Life is pain, Highness. Anyone who says differently is selling something.

------
001sky
_1\. It doesn't feel like work.

2\. You are aligned with your core values.

3\. You are willing to suffer.

4\. You experience frequent flow.

5\. You make room for living.

6\. Commitment is an honor.

7\. The people who matter notice.

8\. You fall asleep exhausted, fulfilled, and ready for tomorrow. _

_______

= Dating/Marriage/relationship advice

------
agentultra
IMHO, "your life's work," is the work you do... while you're alive. Sometimes
you are miserable. There's a group therapy session we all go to... it's the
bar. Get used to it.

------
dkokelley
_"Passion comes from the latin word 'pati,' which means 'to suffer.' Your
life's work is less about following a passion and more about your willingness
to suffer along the way."_

I found this to be an interesting way to think about things you are passionate
about.

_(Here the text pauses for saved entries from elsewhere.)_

Issue #1088, opened 2016-11-21
[lib] Inconsistent style in \complexity


jlaire:
Wording of complexity requirements is inconsistent in a couple of ways.

### Noun-phrase or sentence?

"Exactly N applications of `f`."
vs.
"Applies `f` exactly N times.`"
vs.
"It takes approximately N comparisons."

The first form seems to be the most common.

### Time or space complexity, or both?

It is not always made explicit whether the requirement is referring to time or space complexity, or both.

"Linear time." vs. "Linear."
"Constant time." vs. "Constant."

17.5.1.4 says that the *Complexity:* element specifies "the time and/or space complexity of the function", so being explicit about this would be good.

### N log N vs. N log(N)

This is minor, but `N \log(N)`, `N \log N` and `N \log{N}` are all used.

jensmaurer:
Editorial meeting consensus: Use parens for log only when the argument is long and could be ambiguous, e.g. log(N+1). "It takes" is cringe-worthy. 

"Exactly N applications" and related phrases are all ok, no need to harmonize.

Time or space complexity is LWG territory.

jensmaurer:
The remaining question "Time or space complexity, or both?" was sent to LWG.

jensmaurer:
[LWG issue 2949](http://cplusplus.github.io/LWG/lwg-active.html#2949)

PR #1275, opened 2016-12-20
[lib] For showing complexity, use $N \log N$

jensmaurer:
and not $N \log(N)$ or other variants.

Partially addresses #1088.

### DIFF
--- a/source/algorithms.tex
+++ b/source/algorithms.tex
@@ -3502,7 +3502,7 @@ Sorts the elements in the range
 
 \pnum
 \complexity
-\bigoh{N\log(N)} comparisons, where $N = \tcode{last - first}$.
+\bigoh{N \log N} comparisons, where $N = \tcode{last - first}$.
 \end{itemdescr}
 
 \rSec3[stable.sort]{\tcode{stable_sort}}
@@ -3541,7 +3541,7 @@ Sorts the elements in the range \range{first}{last}.
 \complexity
 At most $N \log^2(N)$
 comparisons, where
-$N = \tcode{last - first}$, but only $N \log(N)$ comparisons if there is enough extra memory.
+$N = \tcode{last - first}$, but only $N \log N$ comparisons if there is enough extra memory.
 
 \pnum
 \remarks Stable~(\ref{algorithm.stable}).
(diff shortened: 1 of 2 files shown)


tkoeppe:
Why drop the parentheses? Mathematical function application notation usually uses parentheses; I would find this change both unconventional and unsightly. Note also that we sometimes say things like "log(a - b)" where we need the parentheses anyway.

jensmaurer:
We say $N \log N$ fairly often (in the containers section); the algorithms section uses $N \log(N)$ more often. This is an attempt to harmonize towards $N \log N$.
My impression is that for single-token arguments in complexity expressions, it is sort-of common to omit the parenthesis, but maybe I'm mistaken.

godbyk:
If you end up using nested parentheses (e.g., `\bigoh{log(a - b)}$`), then you should consider using larger parentheses on the outside (e.g., `\mathscr{O}\big(log(a - b)\big)$)`.

jensmaurer:
@godbyk: Yes, except I thought math mode would auto-scale such things? Anyway, the uses I've come across in our standard use just "N" or "N log N" and then define what N means in an extra phrase. I haven't come across nested parens, yet, except possibly for \bigoh{\log(N)}, which the proposed patch will fix (by removing the inner set of parens).

godbyk:
@jensmaurer I'm afraid there's no such autoscaling. The closest autoscaling would be using `\left(` and `\right)`, but those won't scale up unless the material inside them exceeds the vertical height of the normal parentheses—and `$log(a - b)$` wouldn't. If you wrote `$\left( log ( a - \frac{(n-1)n}{2} ) \right)$` then the outer parentheses would autoscale.

tkoeppe:
You can use `\bigl(`, `\Bigl(`, etc. (but only the first one fits on a normal line). But... that should be considered with utmost care and restraint.

jensmaurer:
Rebased.

burblebee:
I prefer log(N) to log N so as not to run into ambiguity issues with what log a + b means

tkoeppe:
@burblebee: See #1088 for the editorial direction.

@zygoloid: This seems ready to merge.

PR #1285, opened 2016-12-21
[func.bind.bind] Reformat to use math-style indexing.

jensmaurer:
Partially addresses #1139.


jensmaurer:
Before:
page

After:
page

tkoeppe:
This looks like a good idea. @zygoloid: I'll leave it to you to apply this since it's fairly substantial.

@W-E-Brown: for your information, some presentation improvements for index pack elements.

jwakely:
Looks good to me.

My only complaint is that the i subscripts are almost too small to see at some scales, or look like commas, but I still prefer it to the current `TiD` version.

Issue #701, opened 2016-04-15
grammar terms aren't \grammarterm'd


burblebee:
Many references to grammar terms defined in [lex](such as digit) are formatted in roman rather than italics.  This issue is cloned from #296 for the other grammar terms mentioned in that issue.

Note that we have separate issues for:
- universal-character-name #296
- literal #322

tkoeppe:
How much of this is still a problem?

jensmaurer:
> `grep -- - *.tex | fgrep -w '\term' `

still shows a few (very few) occurrences that need fixing (assuming that grammarterms often have a hyphen in their spelling).

PR #1286, opened 2016-12-21
[except] Replace \term and \textit

jensmaurer:
with \grammarterm or \defn/x as appropriate.

Also add an index entry.

Partially addresses #701.
Partially addresses #329.

### DIFF
--- a/source/exceptions.tex
+++ b/source/exceptions.tex
@@ -114,10 +114,10 @@ lab:  try {
   T1 t1;
   try {
     T2 t2;
-    if (@\textit{condition}@)
+    if (@\grammarterm{condition}@)
       goto lab;
-    } catch(...) { /* @\textit{handler 2}@ */ }
-  } catch(...) { /* @\textit{handler 1}@ */ }
+    } catch(...) { @\tcode{/* handler 2 */}@ }
+  } catch(...) { @\tcode{/* handler 1 */}@ }
 \end{codeblock}
 
 Here, executing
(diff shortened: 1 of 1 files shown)


source/exceptions.tex
```diff
@@ -114,10 +114,10 @@
   T1 t1;
   try {
     T2 t2;
-    if (@\textit{condition}@)
+    if (@\grammarterm{condition}@)
       goto lab;
-    } catch(...) { /* @\textit{handler 2}@ */ }
-  } catch(...) { /* @\textit{handler 1}@ */ }
+    } catch(...) { /* handler 2 */ }
```
tkoeppe: The comments should be in code font here. Have a look at the new `\commentellip` macro I made for inspiration on how to achieve this.

jensmaurer: The following text refers to "handler 1" and "handler 2" in italics. If we make the text in the comments \tcode, should I adjust the following text to \tcode, too?

jensmaurer: Assuming the answer is "yes"...

tkoeppe: The main idea here is to make the `/*` appear as code. So it should be something like `@\tcode{/* ... */}@` I think.

jensmaurer: Fixed.

tkoeppe:
That's probably good. For good measure, could you please attach a diff screenshot?

jensmaurer:
For extra fun, this part has a page break in the middle...

page1
page2

tkoeppe:
Thanks. By the way, you should probably switch your diff mode to "appearance".

PR #1287, opened 2016-12-21
[utilities] Tweaks for better linebreaks

jensmaurer:
avoiding 'Overfull hbox' warnings.

Partially addresses #693.

### DIFF
--- a/source/utilities.tex
+++ b/source/utilities.tex
@@ -2896,11 +2896,11 @@ The constructor is explicit if and only if
 \begin{itemdescr}
 \pnum
 \effects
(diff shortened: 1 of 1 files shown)


tkoeppe:
All these overfull boxes in utilities.tex are extremely mild. I'll take some of the straight-forward improvements and fixes, but let's leave the remainder until just before publication.

jensmaurer:
I understand that the usual approach is to leave Overfull hboxes "to just before publication". However, I don't have the impression that we have a lot of motion-induced churn in the majority of our text, so addressing them incrementally will at least a large pile of them "just before publication".

PR #1288, opened 2016-12-22
[string.view] Remove unnecessary std:: prefixes.

Eelis:
Same rationale as #1085.

### DIFF
--- a/source/strings.tex
+++ b/source/strings.tex
@@ -4661,8 +4661,8 @@ In the rest of this section, the type of the char-like objects held in a \tcode{
 
 \pnum
 \begin{note}
-The library provides implicit conversions from \tcode{const charT*} and \tcode{std::basic_string<charT, ...>} to \tcode{std::basic_string_view<charT, ...>} so that user code can accept just \tcode{std::basic_string_view<charT>} as a non-templated parameter wherever a sequence of characters is expected.
-User-defined types should define their own implicit conversions to \tcode{std::basic_string_view} in order to interoperate with these functions.
+The library provides implicit conversions from \tcode{const charT*} and \tcode{basic_string<charT, ...>} to \tcode{basic_string_view<charT, ...>} so that user code can accept just \tcode{basic_string_view<charT>} as a non-templated parameter wherever a sequence of characters is expected.
+User-defined types should define their own implicit conversions to \tcode{basic_string_view} in order to interoperate with these functions.
 \end{note}
 
 \pnum


source/strings.tex
```diff
@@ -4661,8 +4661,8 @@
 
 \pnum
 \begin{note}
-The library provides implicit conversions from \tcode{const charT*} and \tcode{std::basic_string<charT, ...>} to \tcode{std::basic_string_view<charT, ...>} so that user code can accept just \tcode{std::basic_string_view<charT>} as a non-templated parameter wherever a sequence of characters is expected.
-User-defined types should define their own implicit conversions to \tcode{std::basic_string_view} in order to interoperate with these functions.
+The library provides implicit conversions from \tcode{const charT*} and \tcode{basic_string<charT, ...>} to \tcode{basic_string_view<charT, ...>} so that user code can accept just \tcode{basic_string_view<charT>} as a non-templated parameter wherever a sequence of characters is expected.
+User-defined types should define their own implicit conversions to \tcode{basic_string_view} in order to interoperate with these functions.
 \end{note}
```
jensmaurer: Hm... This is a note explaining how to interoperate with string views in user code. Assuming no "using namespace std" is present, user code would need the `std::` prefix when mentioning `basic_string_view`.

On the other hand, talking about `basic_string_view<charT>` as a "non-templated parameter" certainly means this is not verbatim user code (because `charT` is used as a template parameter in this section).

Net result: I'm fine with the proposed change.

tkoeppe: I had similar misgivings about this change. Since it's in a note, and it is talking about user code (implicitly using `charT` as a user-chosen parameter), I'd be happy with the status quo.

Eelis: @tkoeppe: That applies to the last 2 of the 4 removals, right? If so, would the patch be more acceptable to you if it only removed the first 2 occurrences?

jensmaurer: @Eelis: Changing the `std::` convention mid-sentence seems like the worst of all options.

Eelis: @jensmaurer It's not "changing the convention" if the convention is "no prefix unless the occurrence in question is describing user code" and if only the last two occurrences in the sentence describe user code.

jensmaurer: @Eelis: Agreed, but it looks really odd to have the same standard library name prefixed by `std::` and not prefixed in the same sentence. (That would be the result with your "2 of 4" proposal.)

tkoeppe: Let me close this PR in the interest of not diluting attention too much for what are basically subjective issues. Feel free to reopen if you feel really strongly, but in that case I'd leave this for the project editor to process.

PR #8025, opened 2025-06-27
P3111R8 Atomic Reduction Operations

### LINKED ISSUE #7965: [2025-06 LWG Motion 28] P3111R8 Atomic Reduction Operations
https://wiki.edg.com/pub/Wg21sofia2025/StrawPolls/p3111r8.html

jensmaurer:
Fixes #7965
Fixes cplusplus/papers#1902

### DIFF
--- a/source/threads.tex
+++ b/source/threads.tex
@@ -2600,6 +2600,99 @@ namespace std {
     constexpr T atomic_fetch_min_explicit(atomic<T>*,                               // freestanding
                                           typename atomic<T>::value_type,
                                           memory_order) noexcept;
+
+  template<class T>
+    void atomic_store_add(volatile atomic<T>*,                                      // freestanding
+                          typename atomic<T>::difference_type) noexcept;
+  template<class T>
+    constexpr void atomic_store_add(atomic<T>*,                                     // freestanding
+                                    typename atomic<T>::difference_type) noexcept;
+  template<class T>
+    void atomic_store_add_explicit(volatile atomic<T>*,                             // freestanding
+                                   typename atomic<T>::difference_type, memory_order) noexcept;
+  template<class T>
+    constexpr void atomic_store_add_explicit(atomic<T>*,                            // freestanding
+                                             typename atomic<T>::difference_type,
+                                             memory_order) noexcept;
+  template<class T>
+    void atomic_store_sub(volatile atomic<T>*,                                      // freestanding
+                          typename atomic<T>::difference_type) noexcept;
+  template<class T>
+    constexpr void atomic_store_sub(atomic<T>*,                                     // freestanding
+                                    typename atomic<T>::difference_type) noexcept;
+  template<class T>
+    void atomic_store_sub_explicit(volatile atomic<T>*,                             // freestanding
+                                   typename atomic<T>::difference_type, memory_order) noexcept;
+  template<class T>
+    constexpr void atomic_store_sub_explicit(atomic<T>*,                            // freestanding
+                                             typename atomic<T>::difference_type,
+                                             memory_order) noexcept;
+  template<class T>
+    void atomic_store_and(volatile atomic<T>*,                                      // freestanding
+                          typename atomic<T>::value_type) noexcept;
+  template<class T>
+    constexpr void atomic_store_and(atomic<T>*,                                     // freestanding
+                                    typename atomic<T>::value_type) noexcept;
+  template<class T>
+    void atomic_store_and_explicit(volatile atomic<T>*,                             // freestanding
+                                   typename atomic<T>::value_type, memory_order) noexcept;
+  template<class T>
+    constexpr void atomic_store_and_explicit(atomic<T>*,                            // freestanding
+                                             typename atomic<T>::value_type,
+                                             memory_order) noexcept;
+  template<class T>
+    void atomic_store_or(volatile atomic<T>*,                                       // freestanding
+                         typename atomic<T>::value_type) noexcept;
+  template<class T>
+    constexpr void atomic_store_or(atomic<T>*,                                      // freestanding
+                                   typename atomic<T>::value_type) noexcept;
+  template<class T>
+    void atomic_store_or_explicit(volatile atomic<T>*,                              // freestanding
+                                  typename atomic<T>::value_type, memory_order) noexcept;
+  template<class T>
+    constexpr void atomic_store_or_explicit(atomic<T>*,                             // freestanding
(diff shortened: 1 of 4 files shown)


source/threads.tex
```diff
@@ -2972,6 +3065,18 @@
 (in the modification order) written before the write associated with
 the read-modify-write operation.
 
+\pnum
+An \defnadj{atomic}{modify-write operation} is
+an atomic read-modify-write operation
+with weaker synchronization requirements as specified in\iref{atomics.fences}.
```
eisenwave:
```suggestion
with weaker synchronization requirements as specified in~\ref{atomics.fences}.
```

source/threads.tex
```diff
@@ -3698,6 +3818,49 @@
...
+the result is as if \tcode{*ptr} and parameters
+were converted to their corresponding unsigned types,
+the computation performed on those types, and
+the result converted back to the signed type.
+\begin{note}
+There are no undefined results arising from the computation.
+\end{note}
+For \tcode{store_max} and \tcode{store_min},
+the maximum and minimum computation is performed
+as if by \tcode{max} and \tcode{min} algorithms\iref{alg.min.max}, respectively,
```
eisenwave, line 3860: Might want to say "as if by *the* `max` and `min` algorithms", but I guess, either is technically okay.

source/threads.tex
```diff
@@ -3698,6 +3818,49 @@
...
 
+\indexlibrarymember{store_add}{atomic_ref<\placeholder{integral-type}>}%
+\indexlibrarymember{store_and}{atomic_ref<\placeholder{integral-type}>}%
+\indexlibrarymember{store_max}{atomic_ref<\placeholder{integral-type}>}%
+\indexlibrarymember{store_min}{atomic_ref<\placeholder{integral-type}>}%
+\indexlibrarymember{store_or}{atomic_ref<\placeholder{integral-type}>}%
+\indexlibrarymember{store_sub}{atomic_ref<\placeholder{integral-type}>}%
+\begin{itemdecl}
+constexpr void store_@\placeholdernc{key}@(value_type operand,
+  memory_order order = memory_order::seq_cst) const noexcept;
```
eisenwave:
```suggestion
constexpr void store_@\placeholdernc{key}(value_type operand,
                         memory_order order = memory_order::seq_cst) const noexcept;
```

source/threads.tex
```diff
@@ -4740,6 +5050,35 @@
     constexpr @\placeholdernc{integral-type}@ fetch_min( @\placeholdernc{integral-type}@,
                             memory_order = memory_order::seq_cst) noexcept;
 
+    void store_add(@\placeholdernc{integral-type}@,
```
eisenwave, line 5115: Am I unfamiliar with something, or why is this using `placeholder` instead of `exposid`? According to the comments in macros.tex, `placeholder` is for placeholders in the middle of identifiers, like `N` in `intN_t`, and *`integral-type`* really just looks like an exposition-only type to me.

source/threads.tex
```diff
@@ -4878,6 +5217,70 @@
...
+Atomically replaces the value pointed to by \tcode{this}
+with the result of the computation applied to
+the value pointed to by \tcode{this} and the given \tcode{operand}.
+Memory is affected according to the value of \tcode{order}.
+These operations are atomic modify-write operations\iref{atomics.order}.
+
+\pnum
+\remarks
+Except for \tcode{store_max} and \tcode{store_min},
+for signed integer types the result is as if
```
eisenwave:
```suggestion
for signed integer types, the result is as if
```
That's a fixup though; the paper is missing this comma.

source/threads.tex
```diff
@@ -5037,6 +5473,98 @@
...
+may be different than the calling thread's floating-point environment.
+The arithmetic rules of floating-point atomic modify-write operations
+may be different from operations on
+floating-point types or atomic floating-point types.
+\begin{note}
+Tree reductions are permitted for atomic modify-write operations.
+\end{note}
+
+\pnum
+\begin{itemize}
```
eisenwave, line 5668: Missing `\remarks` here. I actually happened to be in LWG at the time we've looked at this wording and pointed out it's weird to me that we have two separate *Remarks* specifications in the place, but it was not seen as an issue.

@jwakely having a second *Remarks* here is intentional, right?

source/threads.tex
```diff
@@ -5037,6 +5473,98 @@
...
+\item
+For \tcode{store_max} and \tcode{store_min},
+the maximum and minimum computation is performed
+as if by \tcode{fmaximum_num} and \tcode{fminimum_num}, respectively,
+with the value pointed to by \tcode{this} and
+the first parameter as the arguments, except that:
+\begin{itemize}
+\item
+If both arguments are NaN,
+an unspecified NaN value replaces the value pointed to by \tcode{this.}
```
eisenwave:
```suggestion
an unspecified NaN value replaces the value pointed to by \tcode{this}.
```

source/threads.tex
```diff
@@ -5037,6 +5473,98 @@
...
+\item
+If exactly one argument is a NaN,
+either the other argument or an unspecified NaN value replaces
+the value pointed to by \tcode{this}, it is unspecified which.
```
eisenwave:
```suggestion
the value pointed to by \tcode{this};
it is unspecified which.
```
This is a fixup; the paper also uses a comma to separate something that feels like a second complete sentence.

source/threads.tex
jensmaurer: This phrasing is copied from fetch_min/max.  I'd suggest to make a separate pull request after the motions merge.

source/threads.tex
jensmaurer: This is a meta-placeholder, because we stamp out a full specialization for each integer type.  There is an implied "foreach" around this subclause. `exposid` isn't like that.

source/threads.tex
jensmaurer: The automatic checking won't allow duplicate elements.

Eisenwave (approved):
I'm fine with merging as is, even though it feels like there are some loose threads here. Nothing we couldn't figure out after motions.

source/threads.tex
jwakely: I don't think we need separate commits for adding commas.

source/threads.tex
jwakely: Then we can live with just one

tkoeppe: Shell scripts win over LWG any day.

PR #8028, opened 2025-06-27
[simd.expos.defn] Fix missing paragraph break

mattkretz:


jwakely (commented):
Do we need a separate paragraph there? Would it be better to just remove the `\pnum`?

(I'm surprised we don't get a paragraph number '8' in the middle of that sentence, did we fix something to prevent that? I think that's what used to happen in cases like this.)

jwakely (approved):
Oh all the surrounding exposition-only thingies use a leading first paragraph for the "Let ..." and then a separate paragraph for the actual definition of the thingy, so this matches its neighbours.

mattkretz:
I looked at `\def\pnum` and decided to not understand how it works :laughing:. But yes, this is for consistency and to restore what P1928 looked like.

jensmaurer (approved):
Obvious LaTeX-level bug fix.

PR #8034, opened 2025-07-01
[ranges.*][range.*][coro.generator] Add missing library indexes. Fixes #8015.

### LINKED ISSUE #8015: [range.to.input.view] Missing library references
Library indexes are missing for class `std::ranges::to_input_view` and its members (other than `reserve_hint`). Calls to `\indexlibrarymember` and `\indexlibraryglobal` (or `\libglobal`) should be added. Other classes in `std::ranges` should be checked for missing indexes as well.

burblebee:
Fixes #8015.

### DIFF
--- a/source/ranges.tex
+++ b/source/ranges.tex
@@ -3504,6 +3504,7 @@ friend constexpr bool operator==(const @\exposid{iterator}@& x, const @\exposid{
 Equivalent to: \tcode{return x.\exposid{value_} == y.\exposid{bound_};}
 \end{itemdescr}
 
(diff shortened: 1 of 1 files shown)


burblebee:
FYI - the build failed due to bad mac system setup. This keeps happening. Would it make sense to remove macs from our build checks?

Having a passion doesn't mean you enjoy every aspect of it. It means
that the painful moments are "worth it" because you value the reward above the
pain.

------
ergest
As good of a model that this is in explaining the experience of finding "your
life's work" it's useless in terms of how to get there. The best algorithm
would be "keep looking until you find it, unless you stumble upon it by
accident" Cal Newport has a slightly more actionable algorithm based on Self-
Determination Theory. He has a detailed post on it.
[http://calnewport.com/blog/2010/04/09/corrupted-callings-
the...](http://calnewport.com/blog/2010/04/09/corrupted-callings-the-subtle-
difference-between-finding-your-lifes-work-and-loving-your-life/)

------
zwieback
I think I can check off all the points in the article but still feel that I
have my job because I happened to be born into (and managed to stay in) an
almost absurdly privileged situation.

------
jimfl
One sign that you're lying to yourself: you're actualizing a vision.